I really looked forward to the end of the bed rest. For me it wasn’t so much the fact of lying in bed, but more a question of independence. Being able to heat up your own water for a cup of tea again takes on a whole new significance.
I was never tempted to stand up, even if things got difficult at times. It wasn’t the lying in bed itself that was hard. I was always convinced that if I had a problem, it could be solved. And in the end I always knew: it will end some day soon.
I found it very difficult not being able to decide for myself what I want to do and when. This was at the root of one of the hardest periods for me. During the bed rest our calorie intake was increased or reduced to control our weight.

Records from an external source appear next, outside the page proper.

PR #4156, opened 2017-10-27
adjust fixities of several common operators

msmorgan:
Corrects several fixity problems throughout the standard library. Most notably, `<|>` had a higher precedence than `<*>`, and `>>=` had a higher precedence than both.

### DIFF
--- a/libs/contrib/Interfaces/Correlative.idr
+++ b/libs/contrib/Interfaces/Correlative.idr
@@ -5,7 +5,7 @@ import Data.Vect
 %access public export
 %default total
 
-infixl 2 </>
+infixl 3 </>
 
 ||| A Correlative functor is a functor where, given `(xs, ys : Correlative f)`,
 ||| certain elements from xs and ys can be paired with one another due to some
@@ -13,11 +13,11 @@ infixl 2 </>
 interface Functor f => Correlative (f : Type -> Type) where
   (</>) : f (a -> b) -> f a -> f b
 
-infixl 2 </
+infixl 3 </
 (</) : Correlative f => f a -> f b -> f a
 x </ y = map const x </> y
 
-infixl 2 />
+infixl 3 />
 (/>) : Correlative f => f a -> f b -> f b
 x /> y = map (const id) x </> y
 
--- a/libs/prelude/Prelude/Applicative.idr
+++ b/libs/prelude/Prelude/Applicative.idr
@@ -12,17 +12,17 @@ import Prelude.Functor
 
 ---- Applicative functors/Idioms
 
-infixl 2 <*>
+infixl 3 <*>
 
 interface Functor f => Applicative (f : Type -> Type) where
     pure  : a -> f a
     (<*>) : f (a -> b) -> f a -> f b
 
-infixl 2 <*
+infixl 3 <*
 (<*) : Applicative f => f a -> f b -> f a
 a <* b = map const a <*> b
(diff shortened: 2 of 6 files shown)


libs/prelude/Prelude/Basics.idr
```diff
@@ -29,7 +29,7 @@ fst (x, y) = x
 snd : (a, b) -> b
 snd (x, y) = y
 
-infixl 9 .
+infixr 9 .
```
ahmadsalim: Why the re-association?

libs/prelude/Prelude/Functor.idr
```diff
@@ -6,15 +6,15 @@ import Prelude.Basics
...
 interface Functor (f : Type -> Type) where
-    ||| Apply a function across everything of type 'a' in a 
+    ||| Apply a function across everything of type 'a' in a
     ||| parameterised type
     ||| @ f the parameterised type
     ||| @ func the function to apply
     map : (func : a -> b) -> f a -> f b
 
-infixl 4 <$>
+infixr 4 <$>
```
msmorgan: Since `(->) a` is not a functor in Idris, chaining doesn't work with the current fixity.
```idris example
-- this now works:
(+4) <$> (*2) <$> Just (the Int 10)
```
An alternate way to solve this would be to define another version of `(<$>)`, as an alias for `(.)`.

libs/prelude/Prelude/Monad.idr
```diff
@@ -11,7 +11,7 @@ import IO
 
 %access public export
 
-infixl 5 >>=
+infixl 1 >>=
```
msmorgan: In Haskell this operator has a lower precedence than `<*>` and `<|>`. There's good arguments for both lower and higher precedence, but having one of the lowest precedences means it will not conflict with most other operators.

It's not used much outside of `do` notation, so any impact this change has should be minor.

libs/prelude/Prelude/Basics.idr
msmorgan: Three minor reasons, which may or may not add up to a good enough reason to change it.
* It now matches Haskell's associativity of this operator.
* It better represents the order in which functions will be applied (`f . (g . (h . i))` vs old `((f . g) . h) . i`).
* There is no difference in functionality (no pun intended).

libs/contrib/Interfaces/Correlative.idr
```diff
@@ -5,19 +5,19 @@ import Data.Vect
 %access public export
 %default total
 
-infixl 2 </>
+infixl 3 </>
```
msmorgan: To match `<*>`.

libs/prelude/Prelude/Applicative.idr
```diff
@@ -12,17 +12,17 @@ import Prelude.Functor
 
 ---- Applicative functors/Idioms
 
-infixl 2 <*>
+infixl 3 <*>
```
msmorgan: It makes sense for the alternative operator to have lower precedence than an operator that might be used to create an alternative. `pa *> a <|> pb *> b` meaning `(pa *> a) <|> (pb *> b)` seems to make more sense intuitively than `p1 <|> p2 *> x` meaning `(p1 <|> p2) *> x`. Also, it's this way in Haskell.

ahmadsalim:
Thanks for the comments.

To begin with the food I received had too many calories, and even though I said it didn’t make sense, it was only reduced after I had put on nearly 2 kg in just two weeks. Now I found I was hungry all the time – poor Dorota bore the brunt of that! During this time I lost about 3 kg.
Suddenly though I stopped feeling hungry. Although I had asked sooner, I discovered after a few days that the calorie count had been increased again. That was a really difficult moment for me: I needed to be confident that they would tell me everything going on with my body during the experiment.

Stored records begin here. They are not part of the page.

PR #4160, opened 2017-10-28
added ST.Random utilitary functions

rbarreiro:
Added
+ rndInt
+ rndFin
+ rndSelect'
+ rndSelect

### DIFF
--- a/libs/contrib/Control/ST/Random.idr
+++ b/libs/contrib/Control/ST/Random.idr
@@ -21,7 +21,7 @@ rndInt : (rnd : Var) -> Integer -> Integer -> ST m Integer [rnd ::: Random]
 rndInt rnd lower upper = do v <- getRandom rnd
                             pure $ assert_total ((v `prim__sremBigInt` (upper - lower)) + lower)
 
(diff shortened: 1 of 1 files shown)


Melvar:
`rndSelect` should probably require `NonEmpty` and leave off the `Maybe`.
Also, documentation is in Markdown, I’m not sure what you thought it was.

rbarreiro:
This is a copy of Effects.Random

I can try to switch to NonEmpty instead of Maybe.
Regarding de documentation I just copy pasted it, what is wrong with it?

ahmadsalim:
@rbarreiro Please change to `NonEmpty` instead.

I can't see what is immediately wrong with the documentation.
@Melvar can you please provide a hint there?

Melvar:
```
Generate a random number in Fin (S `k`)
```
This uses backticks on only a variable name, rather than the entire code span `Fin (S k)`, suggesting the person writing it was expecting them to mean something different than they mean in Markdown. Other code spans are not marked up at all.

ahmadsalim:
Thanks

I really enjoyed all the tests we had to take part in for the experiment. Each time it reminded me that we were doing something important. I came to understand what and why they were doing this or that.

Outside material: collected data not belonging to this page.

PR #4171, opened 2017-11-02
Use a modern ghc for appveyor

melted:


melted:
We should create a ghc 8.2 target for travis too.

melted:
Ok, so pkg004 flakes out. I can see that locally too.

eraserhd:
@melted 
Haha, this error is expected, I think.  Because it's checking whether there are any system directory separators, and apparently in the new GHC, "/" is not a system directory separator, and the backslash in `test/pkg004/test.ipkg` is escaping the "a" and is therefore an "invalid character".

It should pass if you push a commit doubling the backslash.

melted:
Fixed in #4170

PR #4174, opened 2017-11-03
Use native `atan2` function from backend

### LINKED ISSUE #3497: Wrong implementation of atan2 in Doubles.idr
Idris provides two arc-tangent functions:
- `atan: Double -> Double` and
- `atan2: Double -> Double -> Double`.

Both return an angle, but their images in the codomain differ.  `atan` is limited to half the unit circle, while `atan2` covers the whole unit circle.  `atan2` is able to determine the correct quadrant of an angle by looking at the sign of each of its arguments.  When both arguments are positive, then `atan2 y x = atan (y/x)`, but as soon as one is negative, the results differ.

The current implementation of `atan` and `atan2` in `Doubles.idr` are

```
atan : Double -> Double
atan x = prim__floatATan x

atan2 : Double -> Double -> Double
atan2 y x = atan (y/x)
```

The day I got up was euphoria: I can move! The ten days after that were some of the hardest of the whole experiment. We still had a lot of tests to do. For a lot of the scientists the experiment only really started now and although we could stand up and walk around we were restricted in what we were allowed to do. It was very frustrating!
During the final ten days in the hospital we started our recovery with an individual exercise programme. It felt good, and mentally it really helped. Things were starting to wind down at the centre. Everybody was leaving: the nurses, the scientists. It was difficult to see them go; we weren’t allowed to leave yet and it felt a little as if we were being abandoned. Everybody was trying to find their way back to normal life.
Back to normal life
When I finally got back home it felt like I was never away. The first five days I met up with my parents and with my friends. I then left for two weeks for a ‘working holiday’. The first time in four months all on my own!
I don’t think I am back to normal yet. I have to try to slow down. I am trying to do everything at the same time: eating good food, building up my muscles and getting to grips with everything I have experienced in Toulouse.
I have to learn that I, hopefully, still have my whole life to do exactly what I want!